Task statement: Search the listing below for "adapter". Copy each matching line.

Provided records:
PR #2870, opened 2026-04-30
fix(plugin/adapter): return empty-but-known value for empty list/set

d812k:
Resolves: IP-925.

Encodes empty collections as `NewValue(<type>, []tftypes.Value{})`. This preserves the semantic distinction between "unset" (nil Go input -> null tftypes value) and "empty" (empty Go input -> empty-but-known tftypes value) and fixes the inconsistent result error.

toTFValue encoded empty List and Set collections as
  `tftypes.NewValue(<type>, nil)`, which produces a null value rather
  than an empty-but-known one. For resources with a Required Set or List
  attribute that the user supplies as empty (e.g.
  `aiven_byoc_permissions.accounts = []`), Terraform rejects the apply
  result with:

    Provider produced inconsistent result after apply
    ... .accounts: was cty.SetValEmpty(cty.String), but now null.

  The Aiven API call itself succeeds, but the provider fails the
  post-apply consistency check, so the resource ends up tainted in state
  while the backend holds the intended configuration -- blocking every
  subsequent plan/apply.

### DIFF
--- a/CHANGELOG.md
+++ b/CHANGELOG.md
@@ -42,6 +42,7 @@ nav_order: 1
 - Fix plugin-framework adapter decoding map attributes as objects
 - Change `aiven_byoc_aws_entity` resource field `deployment_model` (enum): add `hipaa`, `pci_dss`
 - Change `aiven_service_integration` field `integration_type` (enum): add `datahub_metadata_ingestion`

Written solution:
fix(plugin/adapter): return empty-but-known value for empty list/set
 - Fix plugin-framework adapter decoding map attributes as objects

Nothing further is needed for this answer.